Coming back to proper (digital) philology

For the last three or four months I have been engaging in proper critical text edition, of the sort that I haven’t done since I finished my Ph.D. thesis. Transcribing manuscripts, getting a collation, examining the collation to derive a critical text, and all. I haven’t had so much fun in ages.

The text in question is the same one that I worked on for the Ph.D. – the Chronicle of Matthew of Edessa. I have always intended to get back to it, but the realities of modern academic life simply don’t allow a green post-doc the leisure to spend several more years on a project just because it was too big for a Ph.D. thesis in the first place. Of course I didn’t abandon textual scholarship entirely – I transferred a lot of my thinking about how text traditions can be structured and modelled and analyzed to the work that became my actual post-doctoral project. But Matthew of Edessa had to be shelved throughout much of this, since I was being paid to do other things.

Even so, in the intervening time I have been pressed into service repeatedly as a sort of digital-edition advice columnist. I’m by no means the only person ever to have edited text using computational tools, and it took me a couple of years after my own forays into text edition to put it online in any form, but all the work I’ve done since 2007 on textual-criticism-related things has given me a reasonably good sense of what can be done digitally in theory and in practice, for someone who has a certain amount of computer skill as well as for someone who remains a bit intimidated by these ornery machines.

Since the beginning of this year, I’ve had two reasons to finally take good old Matthew off the shelf and get back to what will be the long, slow work of producing an edition.
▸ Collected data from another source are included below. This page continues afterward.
PR #471, opened 2026-07-23
fix: keep API keys out of request URLs

### LINKED ISSUE #470: API key is included in request URLs
In short: [`VastClient._build_url()`](https://github.com/vast-ai/vast-cli/blob/v1.4.3/vastai/api/client.py#L55-L88) adds the API key as an `api_key` query parameter, even though `_build_headers()` also sends it as a `Bearer` token. This is despite the fact that the [authentication docs](https://docs.vast.ai/api-reference/authentication) specify header-only authentication.

This behaviour appears in all releases of `vastai` from 1.0.13 through 1.4.3, as well as the current `master`. You can observe this as follows:

```python
from vastai.api.client import VastClient

client = VastClient(
    api_key="REALLY_SHOULD_NOT_BE_HERE",
    server_url="https://console.vast.ai",
)

print(client._build_url("/instances"))
# https://console.vast.ai/api/v0/instances?api_key=REALLY_SHOULD_NOT_BE_HERE
```

This is an avenue for people to leak API keys into server logs, and anywhere else, since URLs are not intended for sensitive data and are not protected by HTTPS.

alisatwat3:
Stop VastClient and the deprecated vast.py CLI from adding API keys to URL query parameters. Authentication continues through the Authorization Bearer header.

Add regression tests ensuring URLs and caller-provided query arguments do not contain injected API keys.

Fixes #470

### DIFF
--- a/vast.py
+++ b/vast.py
@@ -582,15 +582,13 @@ def apiurl(args: argparse.Namespace, subpath: str, query_args: Dict = None) -> s
 
     :param argparse.Namespace args: Namespace with many fields relevant to the endpoint.
     :param str subpath: added to end of URL to further specify endpoint.
-    :param typing.Dict query_args: specifics such as API key and search parameters that complete the URL.
+    :param typing.Dict query_args: search parameters that complete the URL.
     :rtype str:
     """
     result = None
 
     if query_args is None:
         query_args = {}
-    if args.api_key is not None:
-        query_args["api_key"] = args.api_key
     if not re.match(r"^/api/v(\d)+/", subpath):
         subpath = "/api/v0" + subpath
     
--- a/vast.py
+++ b/vast.py
@@ -336,7 +336,7 @@ class hidden_aliases(object):
         self.l.append(x)
 
 def http_request(verb, args, req_url, headers: dict[str, str] | None = None, json_data = None):
-    if headers is None:
+    if not headers:
         headers = apiheaders(args)
 
     t = 0.15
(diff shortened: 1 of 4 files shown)


vast.py
```diff
@@ -582,15 +582,13 @@ def apiurl(args: argparse.Namespace, subpath: str, query_args: Dict = None) -> s
...
     :param str subpath: added to end of URL to further specify endpoint.
-    :param typing.Dict query_args: specifics such as API key and search parameters that complete the URL.
+    :param typing.Dict query_args: search parameters that complete the URL.
     :rtype str:
     """
     result = None
 
     if query_args is None:
         query_args = {}
-    if args.api_key is not None:
```
vastzuby, line 592: so the `client.py` change works but not for `vast.py`

there's ~30 commands in `vast.py` with missing headers so they rely on the api key query param that this removes 

i know vast.py is deprecated but we still want to ensure backwards compatibility.

vastzuby: easiest fix is to revert the `vast.py` part 

or you could have http_request() fall back to apiheaders(args) when no headers get passed in, that covers all the call sites at once

otherwise the fix looks good 👍

alisatwat3: Image

is this fine? @vastzuby

vastzuby: i made one small change, otherwise looks good :+1:

vastzuby (approved):

vast.py
alisatwat3: thanks for accepting my contribution @vastzuby

PR #472, opened 2026-07-24
Add vastai uninstall command for managed installs

sammy-vastai:
## Summary
- Adds `vastai uninstall`, mirroring `vastai update`'s structure and same-method discipline: on a managed (curl | bash installer) install it removes the install root and its `~/.local/bin` symlinks while leaving `~/.config/vastai` (API key), cache, and state untouched; on a pip install it refuses and points at `pip uninstall vastai` instead of shelling out.
- Prompts for confirmation unless `-y`/`--yes`; refuses in a non-interactive shell without `--yes`.
- `perform_uninstall()` added to `selfupdate.py` next to the existing `perform_update()`.
- Both `update` and `uninstall` are hidden from `--help`/tab-completion for now (same `hidden=True` discoverability gate used for the network-volume commands in #466) — still fully runnable if typed directly, until they've had more real-world testing.

## Test plan
- [x] `poetry run pytest tests/cli/` — 389 passed
- [x] New `tests/cli/test_uninstall_command.py` covers: pip-install refusal, `--yes` skipping the prompt, non-interactive refusal without `--yes`, confirm/decline/EOF on the prompt, and `perform_uninstall()`'s filesystem behavior (removes root, removes only symlinks that resolve into the root, leaves foreign same-named binaries and config alone)
- [x] New hidden-command tests in `test_parser.py` confirm `update`/`uninstall` are excluded from `--help` but still parse
- [x] Manually verified end-to-end: built a dev wheel from this branch (`scripts/dev-install.sh --from-source`), confirmed `uninstall` is hidden from `--help` but runs directly, ran `vastai uninstall --yes` against a real managed install and confirmed the install root was removed and config was left in place, then reinstalled via `scripts/install.sh` and confirmed the wheel-install progress UX still works

### DIFF
--- a/tests/cli/test_parser.py
+++ b/tests/cli/test_parser.py
@@ -261,6 +261,15 @@ class TestFullCliHiddenCommands:
         args = cli_parser.parse_args(["search", "network-volumes"])
         assert callable(args.func)
 
+    def test_update_and_uninstall_are_hidden_from_help(self, cli_parser):
+        help_text = cli_parser.parser.format_help()
+        assert "\nupdate " not in help_text
+        assert "\nuninstall " not in help_text
+
+    def test_update_and_uninstall_still_parse_directly(self, cli_parser):
+        assert callable(cli_parser.parse_args(["update", "--check"]).func)
+        assert callable(cli_parser.parse_args(["uninstall", "--yes"]).func)
+
 
 class TestTwoStageCompletions:
     def setup_method(self):
--- a/tests/cli/test_uninstall_command.py
+++ b/tests/cli/test_uninstall_command.py
@@ -5,14 +5,16 @@ managed install root under tmp_path, argv-level tests via parse_argv, and
 the same-method discipline (pip installs are refused, never shelled out to).
 """
 
+import shutil
 import sys
+from pathlib import Path
 from types import SimpleNamespace
 from unittest.mock import patch
 
 import pytest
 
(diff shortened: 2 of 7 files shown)


sammy-vastai:
Addressed Copilot's review:

- `perform_uninstall()` no longer silently swallows failures: it resolves `install_root()` before comparing against resolved symlink targets (fixes the mismatch when `VASTAI_INSTALL_DIR` is itself a symlink) and now raises a new `UninstallError` with the real `OSError` detail on any removal failure, instead of `ignore_errors=True`/bare `except: pass`.
- `vastai uninstall` now treats removal as fallible: it catches `UninstallError`, prints the real error to stderr, and exits 1 instead of unconditionally printing success. The success message now uses the `Path` returned by `perform_uninstall()`.
- Replaced the hardcoded `~/.config/vastai` in the command's epilog/messages and the `perform_uninstall()` docstring with a reference to `vastai.cli.util.DIRS` (XDG-resolved at runtime), so the text stays correct under `$XDG_CONFIG_HOME` overrides.
- Added regression tests: a symlinked `VASTAI_INSTALL_DIR`, symlink-unlink failure, root-removal failure, and the command surfacing a `perform_uninstall()` failure as a non-zero exit with the error on stderr.

`tests/cli/` — 394 passed.

vastzuby (approved):

PR #475, opened 2026-07-25
Hide unreleased network-disk commands from --help

sammy-vastai:
## Summary

Follow-up to #466 (network volumes). Network disks aren't released either — `show network-disks` and `add network-disk` were still fully visible in `vastai --help` and tab completion.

The first is a rash commitment I made to contribute to a Festschrift in Armenian studies. I thought it might be nice to provide an edited version of the famous (if you’re a Byzantinist) letter purportedly written by the emperor Ioannes Tzimiskes to the Armenian king Ashot Bagratuni in the early 970s, preserved in Matthew’s Chronicle. The second is even better: I’ve been awarded a grant from the Swiss National Science Foundation to spend the next three years leading a small team not only to finish the edition, but also to develop the libraries, tools, and data models (including, of course, integration of ones already developed by others!) necessary to express the edition as digitally, accessibly, and sustainably as I can possibly dream of doing, and to offer it as a model for other digital work on medieval texts within Switzerland and, hopefully, beyond. I have been waiting six years for this moment, and I am delighted that it’s finally arrived.

The technology has moved on in those six years, though. When I worked on my Ph.D. I essentially wrote all my own tools to do the editing work, and there was very little focus on usability, generalizability, or sustainability. Now the landscape of digital tools for text critical edition is much more interesting, and one of my tasks has been to get to grips with all the things I can do now that I couldn’t practically do in 2007-9.

Over the next few weeks, as I prepare the article that I promised, I will use this blog to provide something of an update to what I published over the years on the topic of “how to make a digital edition”. I’m not going to explore here every last possibility, but I am going to talk about what tools I use, how I choose to use them, and how (if at all) I have to modify or supplement them in order to do the thing I am trying to do. With any luck this will be helpful to others who are starting out now with their own critical editions, no matter their comfort with computers. I’ll try to provide a sense of what is easy, what has a good user interface, what is well-designed for data accessibility or sustainability. And of course I’d be very happy to have discussion from others who have walked similar roads, to say what has worked for them.